Much was expected from the U.S. women’s gymnastics team, which opened the Rio Olympics by clobbering its closest competitor, Russia, by eight points to claim a second consecutive team gold. With Biles leading the way, it concluded the Games with nine medals – more than any U.S. gymnastics team in history.

The U.S. men, shut out of team honors, collected three individual medals.

With her triumph on floor exercise, Biles took her place alongside just four other female gymnasts to win four golds in a single Olympics. And with a huge smile, she hopped onto the medal podium for perhaps the last time at an Olympics.

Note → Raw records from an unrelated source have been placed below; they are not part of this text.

Issue #8276, opened 2025-12-11
Implicit DISPLAY pragma of pattern synonym doesn't trigger in this one specific case


meithecatte:
Load the following file:

```agda
data A : Set where
  bad  : A
  very : A → A

pattern good = very bad

-- {-# DISPLAY very bad = good #-}

data P : A → Set where

data Q : A → Set where
  cons : ∀ {q} → P q → Q q

Wrap : Set
Wrap = Q good

x : Wrap
x = cons {! !}

y : Q (very bad)
y = ?
```

Agda 2.8.0 displays:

At 19, there is so much of life she wants to experience, having made the heart-rending decision at 14 to leave the public school she loved so she could train and compete like a champion-in-the-making. She is not expected to make her decision about returning for the 2020 Olympics for some time. If she decides against coming back, she could change her mind and reclaim her form, no doubt, with less than two years’ notice.

But Tuesday, she didn’t want to think about the long-term future.

“First, we’re going to have some fun!” Biles announced. “We might get to do some music-awards shows, walk the red carpet! We have a tour we’re all so excited about. And Aly and I have said we’re going to throw a huge pizza party once we land and watch the team finals.”

Biles had floor exercise gold wrapped up on her second tumbling pass, which included her signature double flip with her body fully extended. The scoring sheet declared her routine the most difficult staged, but Biles never let on, flipping through the air as if she were romping in a moon bounce at a birthday party, daring herself to fly higher each time.

She was in an orbit all her own Tuesday. And she took her final bow in Rio with nothing left to prove.